#### [ACTION ITEM]
Repeat all the records, precisely as given.

━━━ RECORDS FOR PROCESSING ━━━

PR #72, opened 2022-05-02
Apollo 20-qubit architecture support

freetonik:
Support for 20-qubit IQM Apollo architecture.

The Apollo device differs from Adonis only in two aspects: number of qubits and the connectivity of qubits. The native gates are the same in both Apollo and Adonis, so decomposition logic is also the same.

### DIFF
--- a/examples/demo_apollo.py
+++ b/examples/demo_apollo.py
@@ -1,4 +1,4 @@
-# Copyright 2020–2021 Cirq on IQM developers
+# Copyright 2020–2022 Cirq on IQM developers
 #
 # Licensed under the Apache License, Version 2.0 (the "License");
 # you may not use this file except in compliance with the License.
--- a/examples/demo_apollo.py
+++ b/examples/demo_apollo.py
@@ -1,0 +1,58 @@
+# Copyright 2020–2021 Cirq on IQM developers
+#
+# Licensed under the Apache License, Version 2.0 (the "License");
+# you may not use this file except in compliance with the License.
+# You may obtain a copy of the License at
+#
+#     http://www.apache.org/licenses/LICENSE-2.0
+#
+# Unless required by applicable law or agreed to in writing, software
+# distributed under the License is distributed on an "AS IS" BASIS,
+# WITHOUT WARRANTIES OR CONDITIONS OF ANY KIND, either express or implied.
+# See the License for the specific language governing permissions and
+# limitations under the License.
+"""
+Demonstrates importing a quantum circuit from an OpenQASM 2.0 file, transforming it into
+the Apollo native gateset and connectivity, and then executing it on a simulator.
+"""
+import cirq
+from demo_common import demo
+
+from cirq_iqm.devices import Apollo
+from cirq_iqm.extended_qasm_parser import circuit_from_qasm
+
+
+def demo_apollo(do_measure=False, use_qsim=False):
+    """Run the demo using the Apollo architecture."""
+
+    print('\nApollo demo\n===========\n')
+    device = Apollo()
+    qasm_program = """
+        OPENQASM 2.0;
+        include "qelib1.inc";
+        qreg q[6];
+        creg meas[3];
+        U(0.2, 0.5, 1.7) q[1];
+        h q[0];
+        h q[2];
+        h q[4];
+        h q[5];
+        cx q[2], q[1];
+        cx q[3], q[5];
+    """
+    if do_measure:
+        qasm_program += '\nmeasure q -> meas;'
+
+    circuit = circuit_from_qasm(qasm_program)
+
+    # add some more gates
+    q0 = cirq.NamedQubit('q_0')
+    q5 = cirq.NamedQubit('q_5')
+    circuit.insert(len(circuit) - 1, cirq.CXPowGate(exponent=0.723)(q5, q0))
+
+    qubit_mapping = {'q_0': 'QB1', 'q_1': 'QB2', 'q_2': 'QB3', 'q_3': 'QB4', 'q_4': 'QB5', 'q_5': 'QB6'}
+    demo(device, circuit, do_measure, use_qsim=use_qsim, qubit_mapping=qubit_mapping)
+
+
+if __name__ == '__main__':
+    demo_apollo()
--- a/examples/demo_apollo.py
+++ b/examples/demo_apollo.py
@@ -37,8 +37,8 @@ def demo_apollo(do_measure=False, use_qsim=False):
         h q[2];
         h q[4];
         h q[5];
-        cx q[2], q[1];
-        cx q[3], q[5];
+        cx q[0], q[1];
+        cx q[3], q[4];
     """
     if do_measure:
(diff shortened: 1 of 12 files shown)


examples/demo_apollo.py
```diff
@@ -0,0 +1,58 @@
...
+        include "qelib1.inc";
+        qreg q[6];
+        creg meas[3];
+        U(0.2, 0.5, 1.7) q[1];
+        h q[0];
+        h q[2];
+        h q[4];
+        h q[5];
+        cx q[2], q[1];
+        cx q[3], q[5];
```
smite, line 41: Are these qubits coupled?

examples/usage.ipynb
```diff
@@ -260,6 +258,137 @@
...
+    "        /  |   /  |  /  |\n",
+    "     QB18  QB15  QB11  QB7\n",
+    "        |  /  |  /  |  /\n",
+    "        QB14  QB10  QB6\n",
+    "        /  |  /  |  /\n",
+    "     QB13  QB9    QB5\n",
+    "        |  /  |  /  |\n",
+    "        QB8   QB4   QB2\n",
+    "          |  /  |  /\n",
+    "          QB3   QB1\n",
```
smite, line 286: I would suggest printing this from the Apollo class docstring.

examples/demo_apollo.py
freetonik: No, and neither are the ones on line 51 (`circuit.insert(len(circuit) - 1, cirq.CXPowGate(exponent=0.723)(q5, q0))`). Fixed in next commit, thanks!

examples/usage.ipynb
freetonik: You mean instead of markdown do something like this:

```
apollo = Apollo()
print(apollo.__doc__)
```

?

If so, then probably do the same for Adonis (same notebook, few cells above)?

src/cirq_iqm/devices/apollo.py
```diff
@@ -0,0 +1,149 @@
...
+        ops.XPowGate,
+        ops.YPowGate,
+        ops.MeasurementGate
+    )
+
+    NATIVE_GATE_INSTANCES = (
+        ops.CZPowGate(),
+    )
+
+    def operation_decomposer(self, op: cirq.Operation) -> Optional[list[cirq.Operation]]:
```
hay-k, line 98: Should we move this function to the parent class instead of copying in various device implementations?

freetonik: I guess. But then we'll have to choose between:

1. `IQMDevice` stays as generic as now. `operation_decomposer` moves there, and becomes parameterized to allow for decomposition of different architectures. 
3. `IQMDevice` stays as generic as now. We introduce subclasses for compatible architectures (i.e. single subclass for Adonis&Apollo, since native gates are the same). `operation_decomposer` moves to that subclass.
4. `IQMDevice` becomes less generic and implements `operation_decomposer`, which somehow works for current Adonis&Apollo architecture, and is flexible for future different architectures.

━━━

#### [RESULT BELOW]
PR #72, opened 2022-05-02
Apollo 20-qubit architecture support

freetonik:
Support for 20-qubit IQM Apollo architecture.

The Apollo device differs from Adonis only in two aspects: number of qubits and the connectivity of qubits. The native gates are the same in both Apollo and Adonis, so decomposition logic is also the same.

### DIFF
--- a/examples/demo_apollo.py
+++ b/examples/demo_apollo.py
@@ -1,4 +1,4 @@
-# Copyright 2020–2021 Cirq on IQM developers
+# Copyright 2020–2022 Cirq on IQM developers
 #
 # Licensed under the Apache License, Version 2.0 (the "License");
 # you may not use this file except in compliance with the License.
--- a/examples/demo_apollo.py
+++ b/examples/demo_apollo.py
@@ -1,0 +1,58 @@
+# Copyright 2020–2021 Cirq on IQM developers
+#
+# Licensed under the Apache License, Version 2.0 (the "License");
+# you may not use this file except in compliance with the License.
+# You may obtain a copy of the License at
+#
+#     http://www.apache.org/licenses/LICENSE-2.0
+#
+# Unless required by applicable law or agreed to in writing, software
+# distributed under the License is distributed on an "AS IS" BASIS,
+# WITHOUT WARRANTIES OR CONDITIONS OF ANY KIND, either express or implied.
+# See the License for the specific language governing permissions and
+# limitations under the License.
+"""
+Demonstrates importing a quantum circuit from an OpenQASM 2.0 file, transforming it into
+the Apollo native gateset and connectivity, and then executing it on a simulator.
+"""
+import cirq
+from demo_common import demo
+
+from cirq_iqm.devices import Apollo
+from cirq_iqm.extended_qasm_parser import circuit_from_qasm
+
+
+def demo_apollo(do_measure=False, use_qsim=False):
+    """Run the demo using the Apollo architecture."""
+
+    print('\nApollo demo\n===========\n')
+    device = Apollo()
+    qasm_program = """
+        OPENQASM 2.0;
+        include "qelib1.inc";
+        qreg q[6];
+        creg meas[3];
+        U(0.2, 0.5, 1.7) q[1];
+        h q[0];
+        h q[2];
+        h q[4];
+        h q[5];
+        cx q[2], q[1];
+        cx q[3], q[5];
+    """
+    if do_measure:
+        qasm_program += '\nmeasure q -> meas;'
+
+    circuit = circuit_from_qasm(qasm_program)
+
+    # add some more gates
+    q0 = cirq.NamedQubit('q_0')
+    q5 = cirq.NamedQubit('q_5')
+    circuit.insert(len(circuit) - 1, cirq.CXPowGate(exponent=0.723)(q5, q0))
+
+    qubit_mapping = {'q_0': 'QB1', 'q_1': 'QB2', 'q_2': 'QB3', 'q_3': 'QB4', 'q_4': 'QB5', 'q_5': 'QB6'}
+    demo(device, circuit, do_measure, use_qsim=use_qsim, qubit_mapping=qubit_mapping)
+
+
+if __name__ == '__main__':
+    demo_apollo()
--- a/examples/demo_apollo.py
+++ b/examples/demo_apollo.py
@@ -37,8 +37,8 @@ def demo_apollo(do_measure=False, use_qsim=False):
         h q[2];
         h q[4];
         h q[5];
-        cx q[2], q[1];
-        cx q[3], q[5];
+        cx q[0], q[1];
+        cx q[3], q[4];
     """
     if do_measure:
(diff shortened: 1 of 12 files shown)


examples/demo_apollo.py
```diff
@@ -0,0 +1,58 @@
...
+        include "qelib1.inc";
+        qreg q[6];
+        creg meas[3];
+        U(0.2, 0.5, 1.7) q[1];
+        h q[0];
+        h q[2];
+        h q[4];
+        h q[5];
+        cx q[2], q[1];
+        cx q[3], q[5];
```
smite, line 41: Are these qubits coupled?

examples/usage.ipynb
```diff
@@ -260,6 +258,137 @@
...
+    "        /  |   /  |  /  |\n",
+    "     QB18  QB15  QB11  QB7\n",
+    "        |  /  |  /  |  /\n",
+    "        QB14  QB10  QB6\n",
+    "        /  |  /  |  /\n",
+    "     QB13  QB9    QB5\n",
+    "        |  /  |  /  |\n",
+    "        QB8   QB4   QB2\n",
+    "          |  /  |  /\n",
+    "          QB3   QB1\n",
```
smite, line 286: I would suggest printing this from the Apollo class docstring.

examples/demo_apollo.py
freetonik: No, and neither are the ones on line 51 (`circuit.insert(len(circuit) - 1, cirq.CXPowGate(exponent=0.723)(q5, q0))`). Fixed in next commit, thanks!

examples/usage.ipynb
freetonik: You mean instead of markdown do something like this:

```
apollo = Apollo()
print(apollo.__doc__)
```

?

If so, then probably do the same for Adonis (same notebook, few cells above)?

src/cirq_iqm/devices/apollo.py
```diff
@@ -0,0 +1,149 @@
...
+        ops.XPowGate,
+        ops.YPowGate,
+        ops.MeasurementGate
+    )
+
+    NATIVE_GATE_INSTANCES = (
+        ops.CZPowGate(),
+    )
+
+    def operation_decomposer(self, op: cirq.Operation) -> Optional[list[cirq.Operation]]:
```
hay-k, line 98: Should we move this function to the parent class instead of copying in various device implementations?

freetonik: I guess. But then we'll have to choose between:

1. `IQMDevice` stays as generic as now. `operation_decomposer` moves there, and becomes parameterized to allow for decomposition of different architectures. 
3. `IQMDevice` stays as generic as now. We introduce subclasses for compatible architectures (i.e. single subclass for Adonis&Apollo, since native gates are the same). `operation_decomposer` moves to that subclass.
4. `IQMDevice` becomes less generic and implements `operation_decomposer`, which somehow works for current Adonis&Apollo architecture, and is flexible for future different architectures.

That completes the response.